The pH floor, as you put it, protects the copper patina scale layer that protects the copper from wear. Low pH can quickly strip that protective layer off. You also need at least 200 CH for vinyl and fiberglass pools with a gas heater to create that protective layer, although the pool surfaces do not need the CH.
Super interesting. Great point.
 
In my opinion, a pH in the 7.8 to 8.3 range is generally the best choice as it reduces pH rise due to carbon dioxide offgassing and it protects the CSI at lower TA levels.

In a heat exchanger, the temperature of the water can be substantially higher when the heater is on.

The water temperature can be as high as 134 degrees without tripping the HLS.

So, the CSI will be higher in the heat exchanger when the heater is firing.

View attachment 633402View attachment 633403

View attachment 633401
So higher pH with lower TA to narrow the pH band? Do you then keep a somewhat elevated chlorine level to compensate for the higher ph? And its affect on “active” vs “inactive” chlorine?
 
So higher pH with lower TA to narrow the pH band? Do you then keep a somewhat elevated chlorine level to compensate for the higher ph? And its affect on “active” vs “inactive” chlorine?
No. The FC/CYA relationship works just fine, even with pH 7.8 to 8.0...most of the FC, % wise is bound, with CYA in the water.
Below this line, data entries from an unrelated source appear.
Issue #2073, opened 2020-03-10
UI: provide reasonable error messages on token import


laclaro:
Hi,

I came across an "Internal Server Error" message when accessing the "Import Tokens" in the WebUI. The log file contains a ValueError exception since the directory /etc/privacyidea/gpg was not found.
https://gist.github.com/laclaro/4720ecf2a84b7eaa1a141acd0d428bc2

It concerns this line
https://github.com/privacyidea/privacyidea/blob/2dd920e90ab42ed35fc717e29cec9c1e4c6b797a/privacyidea/lib/importotp.py#L550

We should catch this case providing the user with more information.

How to resolve?
* Check if directory is there, if not, print error message
* If directory is there, check if keys are available, if not, print error message.

Best,

Henning

cornelinux:
I don't think so. Actually this part to my knowledge is used by...
...noone.
So currently I see no need in adding more code here.

laclaro:
Most users have a packaged installation of PI, I suspect. If the directory gets created by the package, no reason to take actions at the moment, agreed.

cornelinux:
We could so a simple existance check, only to get this issue closed ;-)

like

~~~~python
import os
if os.path.isdir(self.gnupg_home):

Always follow this...Link-->FC/CYA Levels

HOCl goes from maybe 2% to about 1.2% from pH of 7 to 8 at CYA of 30. Target range of FC at 30CYA is 4-6ppm. At 4ppm and 1.2% HOCl is .048ppm. Bacteria dies at at .011 (as set by the WHO). Algae likely dies at .02, but our best info says .05. Plenty to maintain enough killing power. Stay in the range = Good to go!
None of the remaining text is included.